Moreover, the rights group says that the Seoul government is directly complicit in ongoing abuses through its Employment Permit System (EPS), which involves some 20,000 migrant agricultural workers from poorer nations such as Nepal, Cambodia and Vietnam.
“The exploitation of migrant farm workers in South Korea is a stain on the country,” said Norma Kang Muico, Asia-Pacific migrant-rights researcher at Amnesty International, in a statement, decrying a “shameful system that allows trafficking for exploitation and forced labor to flourish.”
Many migrant laborers build up enormous debts equivalent to two years’ salary in order to be included in the EPS scheme, according to Amnesty’s Bitter Harvest report, which is based on dozens of interviews with migrant workers in 10 different locations across South Korea.
While EPS employers have the right to sack migrants without justification, those employed under the scheme have no right to quit or change jobs without a release form, leaving gaping avenues for exploitation. Migrants who quit without permission are labeled “runaways” and are liable for arrest and summary deportation.
“My boss told me that he will never release me and will use me for three years and not allow me to extend my contract,” a 26-year-old Vietnamese woman, who claimed not to have been paid by her employer, told Amnesty.

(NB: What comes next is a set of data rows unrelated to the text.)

PR #1733, opened 2021-10-08
fix: multilevel multisig account creation issue fixed

yilmazbahadir:


cryptoBeliever:
@yilmazbahadir now I'm able to sign transactions (password input is visible). Could we also fix the tick presented in the Height column on the list? It should be presented only for signed transactions. 

image

PR #1769, opened 2021-11-15
fix #1767

### LINKED ISSUE #1767: Error login - when selected node websockets doesn't work
Looks like it's issue with nodes that don't support webscockets or websockets doesn't work. 

Steps to reproduce:
1. Create profile and connect to node X
2. Close app
3. Shut down node X
4. Open app and login
5. App will detect that node X is down and will switch to other node Y

If node Y will be without working WebSockets user will be not able to login (error below) each time.

Steps to reproduce (easier way for developer):
1. Create profile on mainnet (can be on browser version because it's easier to change local storage data)
2. Open chrome console go to Application -> Local storage -> profiles. Change for profile selectedNodeUrlToConnect to (for example) https://0-0-0-0-0-0-0-0-0-0-0-0-0-0-0-0-0-4.symbol-nodes.jp:3001/
3. Close chrome console and try login. Each time failed (for 0-0-0-0-0-0-0-0-0-0-0-0-0-0-0-0-0-4.symbol-nodes.jp node WebSockets doesn't work).

image

**Workaround for users**:
- **If user have mnemonics (24 words) backup**: Try create a new profile using mnemonics (24 words) backup. Create a new profile -> Import mnemonics. It should connect to random node which hopefully will have working websockets.
- **If user don't have mnemonics backup**. User should wait until the new version released. 

Also if node has disabled wss web sockets but enabled HTTPS user is not able switch to this node:

image

bassemmagdy:
Currently, when a node allows SSL/port:3001 and does not provide a stable connection for WebSockets subscription the wallet fails to login.

Proposed solution:
fallback for HTTP/port:3000 and retry the connection, in case it fails wallet should fall-back to a different node seeking a valid Websocets connection.

### DIFF
--- a/src/services/NetworkService.ts
+++ b/src/services/NetworkService.ts
@@ -25,6 +25,7 @@ import { combineLatest, defer, EMPTY, from, Observable } from 'rxjs';
 import { catchError, flatMap, map, tap } from 'rxjs/operators';
 import { NetworkConfiguration, NetworkType, RepositoryFactory, RepositoryFactoryHttp } from 'symbol-sdk';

Other migrants told of physical abuse. One Cambodian worker described being set upon after he sat down in a field due to a sore back. “The manager became furious and grabbed me by the collar,” he said. “The manager’s younger brother held me by the neck while the manager beat me.”
Many migrants spoke of only being paid for days worked during harvest-time despite signing three-year contracts, leaving them destitute and unable to find alternative employment during the harsh winters.
Amnesty International has urged the South Korean government to ensure reasonable work conditions and allow EPS workers to take up alternative employment while complaints are being investigated, among other reforms.
“If South Koreans were trapped in a similar cycle of abuse, there would rightly be outrage,” adds Muico.